Waltham, Massachusetts-based Palleon Pharmaceuticals, a company focused on developing Glycoimmune Checkpoint Inhibitors to treat cancer, announced an agreement with King’s College London to license intellectual property developed in the laboratory of Joy Burchell, Ph.D., Professor of Glyco-Oncology at the university.
“This agreement gives Palleon the exclusive rights to a patent portfolio that will facilitate the development of drugs that target Glycoimmune Checkpoints, a novel approach to overcoming resistance to first-generation immuno-oncology drugs,” said Palleon.
“Professor Burchell has been a leader in the field of aberrant glycosylation in breast cancer for over 25 years.
“Earlier in her career she developed tools that demonstrated that more than 90% of breast cancers, and many other carcinomas, carry glycans that are different from those carried by proteins on normal cells.
“She was the first to show that a mucin known as MUC1 is present in the sera of breast cancer patients.
“This discovery enabled the development of the CA15.3 test, a serum assay used to measure the response to breast cancer treatment and to monitor recurrence of breast cancer.
“More recently, Professor Burchell has been investigating how aberrant glycosylation of MUC1 plays a significant role in immunosuppression and allows the cancer to thrive.”
Jim Broderick, CEO of Palleon, said: “Professor Burchell’s research is at the forefront of understanding how tumors use glycans to evade the immune system.

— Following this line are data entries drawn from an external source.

Issue #250, opened 2018-08-22
New version 0.4.2 capture lot of warnings


nuintun:
![_20180822095000](https://user-images.githubusercontent.com/1730277/44438489-edcaea80-a5f1-11e8-85a6-d1f1e5120ec2.png)

Lot of conflicting order warning, but this css files not care about their order!

luqimin:
experiencing the same issue

evilebottnawi:
Due https://github.com/webpack-contrib/mini-css-extract-plugin/blob/master/src/index.js#L459

jsg2021:
What's causing this? What is it checking?

sokra:
We are trying to generate a CSS file but your codebase has multiple possible orderings for these modules.

In this case you used `table` before `button` in one location and `button` before `table` in another location. We need to generate a single CSS file for these and can't decide which one should be first. In this case we put `table` before `button`. But this is chosen without reason. In future build we may decide the other way. But since CSS cares for rule order this can lead to issue when CSS changes without reason.

So not defining a clear order can lead to fragile builds, that's why we display a warning here.

There are two things that you can do:

Sort your imports to create a consistent order. I must admit that the warning could be improved to point to the locations that need to be changed.

Ignore the warning with `stats.warningFilter` when the order of these styles doesn't matter. Maybe the eventually add an option to mark order-independent styles directly.

evilebottnawi:
@wende60 you should solve order problem, not downgrade

wende60:
@evilebottnawi unfortunally i do not even understand what i have to order here... the loaders? Maybe you can give me a hint...

evilebottnawi:
@wende60 looks above and read post https://github.com/webpack-contrib/mini-css-extract-plugin/issues/250#issuecomment-415345126

timothywisdom:
We used the sort-import plugin for VS Code to insure our entire team is importing modules in the same order.
https://marketplace.visualstudio.com/items?itemName=amatiasq.sort-imports

Unfortunately, even after insuring the order is the same, we still see these warnings from the mini-css-extract-plugin

michael-ciniawsky:
@timothywisdom Sorting imports/modules **per file** (within) !== Import/Module Order in the Import/Module Tree/Graph (in relation to **other files**)

jsg2021:
[...]

Issue #362, opened 2019-03-14
ignoreOrder option


skrobek:
Hello!

I'm using the newest package version `0.5.0` which I use to replace deprecated `extract-text-webpack-plugin` with webpack 4.

With the old plugin, we had `ignoreOrder: true` inside our config (needed for CSS) to have our styles loaded in the correct way. After we upgraded to webpack4 and mini-css-extract-plugin I can't find the related option and our CSS modules are not loaded in the correct way. Is there a similar option that might fix our problem ?

evilebottnawi:
No similar option, you need fix order, please provide minimum reproducible test repo

hedgepigdaniel:
As has been pointed out in https://github.com/webpack-contrib/mini-css-extract-plugin/issues/250:
- Sorting all imports (not just in files but in tree traversal import order is extremely difficult to do in a large project
- Consistent use of scoping or naming conventions in CSS makes the order of CSS import irrelevant, and this is a much more manageable strategy for a large project as @jsg2021 said in https://github.com/webpack-contrib/mini-css-extract-plugin/issues/250#issuecomment-416710488
- Using `stats.warningFilter` as recommended by @sokra in https://github.com/webpack-contrib/mini-css-extract-plugin/issues/250#issuecomment-415345126 or [webpack-filter-warnings-plugin](https://github.com/mattlewis92/webpack-filter-warnings-plugin) is not a good solution. It would be much better to avoid generating the warnings at their source (optionally) rather than to partially filter them later with regexes. I use [webpack-error-on-warnings-plugin](https://github.com/hedgepigdaniel/webpack-error-on-warnings-plugin) to enforce that there are no warnings in a build. This is incompatible with filtering warnings, because it must happen in the `before-emit` hook so that it prevents emission of assets when there are warnings. The warnings filtering happens in the `done` hook or in the `toJson` method, which is too late.

evilebottnawi:
Feel free to send a PR `ignoreOrder: true` to avoid problem and warnings

evilebottnawi:
Also we need update docs about usage `warningFilters` for avoid error in output

PR #366, opened 2019-03-26
feat: add orderWarnings flag

hedgepigdaniel:
The flag defaults to true, which retains the existing behaviour of
warnings when there is conflicting import order between multiple CSS
files. When set to false, these warnings are not generated.

This PR contains a:

- [ ] **bugfix**
- [x] new **feature**
- [ ] **code refactor**
- [ ] **test update** 
- [ ] **typo fix**
- [ ] **metadata update**

### Motivation / Use-Case

As has been pointed out in https://github.com/webpack-contrib/mini-css-extract-plugin/issues/250:
- Sorting all imports (not just in files but in tree traversal import order is difficult to do in a large project, and impossible if there are async chunks with CSS.
- Consistent use of scoping or naming conventions in CSS makes the order of CSS import irrelevant, and this is a much more manageable strategy for a large project as @jsg2021 said in https://github.com/webpack-contrib/mini-css-extract-plugin/issues/250#issuecomment-416710488
- Using `stats.warningFilter` as recommended by @sokra in https://github.com/webpack-contrib/mini-css-extract-plugin/issues/250#issuecomment-415345126 or [webpack-filter-warnings-plugin](https://github.com/mattlewis92/webpack-filter-warnings-plugin) does not work consistently. It's much better to avoid generating the warnings at their source (optionally) rather than to partially filter them later with regexes. For example, I use [webpack-error-on-warnings-plugin](https://github.com/hedgepigdaniel/webpack-error-on-warnings-plugin) to enforce that there are no warnings in a build. This is incompatible with filtering warnings, because it the error must happen in the `before-emit` hook so that it prevents emission of assets when there are warnings. The warnings filtering happens in the `done` hook or in the `toJson` method, which is too late.

### DIFF
--- a/README.md
+++ b/README.md
@@ -50,7 +50,8 @@ module.exports = {
       // Options similar to the same options in webpackOptions.output
       // both options are optional
       filename: "[name].css",
-      chunkFilename: "[id].css"
+      chunkFilename: "[id].css",
+      orderWarning: true // Disable to remove warnings about conflicting order
     })
   ],
   module: {
--- a/src/index.js
+++ b/src/index.js
@@ -113,6 +113,7 @@ class MiniCssExtractPlugin {
     this.options = Object.assign(
       {
         filename: '[name].css',
+        orderWarning: true,
       },
       options
     );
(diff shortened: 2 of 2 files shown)


evilebottnawi:
`stats.warningFilter` should work please provide minimum reproducible test repo where it is doesn't work as expected

hedgepigdaniel:
> For example, I use webpack-error-on-warnings-plugin to enforce that there are no warnings in a build. This is incompatible with filtering warnings, because it the error must happen in the before-emit hook so that it prevents emission of assets when there are warnings. The warnings filtering happens in the done hook or in the toJson method, which is too late.

I can make a minimum repo of this problem but I don't think it will help. `stats.filterWarnings` only filters the warnings that are printed - it doesn't filter the warnings in the compilation object, which is what my plugin uses. `stats.warningFilter` works as intended, it just doesn't solve my problem. It should be clear why if you look at the[ code](https://github.com/hedgepigdaniel/webpack-error-on-warnings-plugin/blob/master/index.js) for webpack-error-on-warnings-plugin. Why put the warnings into the compilation in the first place if you are going to filter them out later?

I think its good for a project to disallow warnings (e.g. in production, the master branch, etc). That way warnings are useful in development. If there's heaps of warnings all the time, nobody reads them or notices new ones and they are not useful. Sometimes that means making a compromise - some warnings are too hard to fix and the fix doesn't provide enough benefit. It's better to hide them than to have heaps of warnings that nobody reads.

All this change does is provide an (optional, non-default) way of turning the warning off in a simpler and cleaner way than filtering strings with regexes.

evilebottnawi:
No it is bad DX. You may miss a problem when you actually have to solve it.

hedgepigdaniel:
Then why are you recommending to use `stats.warningFilter`? That would still make people not see the warning right?

https://github.com/webpack-contrib/mini-css-extract-plugin/issues/250#issuecomment-416710488:
> For example, in my projects each component's styles are self contained so order is only important within each component. (each component has a very unique class name root and all selectors are scoped to them)

In projects that do that, it doesn't matter what order CSS is imported, and the warning is wasting their time.

Having the warning on by default is fine, I can see that it is a potential problem people should be aware of. But not letting them turn it off in a clean way seems counter productive.

pnarielwala-tc:
https://github.com/webpack-contrib/mini-css-extract-plugin/issues/362#issuecomment-480254913

Should this PR be updated with `ignoreOption: true`? Would really love this, thanks!

evilebottnawi:
PR welcome

hedgepigdaniel:
Closing in favour of https://github.com/webpack-contrib/mini-css-extract-plugin/pull/422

“We now know that tumor cells down-regulate a wide spectrum of immune cell types by cloaking themselves in certain glycan patterns, and that this mechanism of immunosuppression can be targeted by a new class of drugs.
“This licensing agreement strengthens Palleon’s position as the leader in this new approach to defeating cancer’s suppression of the human immune system.”
Burchell said: “We have known about the alteration of glycans on the surface of malignant cells for decades.
“However, recent discoveries in the field of glycoscience have demonstrated the role of glycans in immunosuppression.
“Glycobiology is now emerging as a major axis of immunosuppression in cancer.
“We expect these findings to provide the foundation for developing immuno-oncology drugs that will have a significant impact on the lives of patients.”